Nella produzione liederistica assai vasta di Brahms (oltre 300 canti per voce sola con accompagnamento di pianoforte) si possono individuare alcune costanti fondamentali. Essenziale rimane sempre l'incidenza della voce, cui è affidata una linea espressiva melodica e ritmica di stretta adesione al testo. Assai varia appare poi l'inventiva che privilegia, tra le voci, i registri profondi, fornendo quindi un'altra testimonianza dello stretto nesso da sempre intercorso tra il compositore amburghese e la poetica dell'età barocca, durante la quale la voce del basso appunto aveva un rilievo dominante. Il culto della forma, pure sempre importante per Brahms, si è applicato anche al genere liederistico, nell'impegno prestato all'esemplare osservanza dell'unità organica delle melodie e all'elegante strenua articolazione dei differenti motivi. Infine ha assunto sempre un rilievo decisivo la simmetria nell'articolazione dei Lieder, con predilezione per i canti strofici in senso stretto o per le strofe più o meno variate.

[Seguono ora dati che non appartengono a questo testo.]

PR #4013, opened 2026-09-17
feat(host-contracts): add BNB and Hoodi to the upgrade windows

PanGan21:
### Summary

Adds the new host chains to the coprocessor-upgrade proposal tooling, which builds one dry-run window per chain from that chain's block time.

- Hoodi and BNB testnet on devnet and testnet, BNB mainnet on mainnet only.
- Block times measured over 2000 blocks: BNB 0.45s, Hoodi 13.2s against a nominal 12s.
- Runbook: every operator must index every chain in the proposal, or the attempt expires instead of cutting over.

Closes https://github.com/zama-ai/fhevm-internal/issues/2049


isaacdecoded (approved):

host-contracts/tasks/utils/environments.ts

Brahms era fermo assertore infatti del concetto che «la forma strettamente strofica era veramente la più elevata di tutte le forme del Lied». Egli era solito imparare a memoria i testi, anche delle raccolte più estese, e comporre poi le melodie all'aria aperta. Da una parte ebbe ad adottare melodie in sé definite, come nei motivi d'origine popolare, assegnando al pianoforte la parte del mero accompagnamento, da un'altra parte si curò di articolare il Lied ih forma dialogica, mutuandone lo sviluppo dalle Sonate per pianoforte e strumento ad arco; da un'altra parte ancora Brahms riuscì ad arricchire la parte del pianoforte di tutta la ricchezza armonica più audace e sontuosa, oltrepassando, qualche volta, in fatto di tecnica alla tastiera, i raggiungimenti schumanniani nei chiaroscuri emotivi. Parecchi Lieder, scritti in gioventù, preannunciano gli stilemi della maturità e, assieme alla vena malinconica o alla profonda tenerezza d'atmosfera, determinante è risultato sempre il rapporto con gli schemi del passato, sì che il notissimo giudizio di Wagner - «Quante cose si possono ancora dire nelle forme antiche, quando arriva qualcuno in grado di padroneggiarle a dovere» - vale anche per gran parte della produzione vocale di Brahms.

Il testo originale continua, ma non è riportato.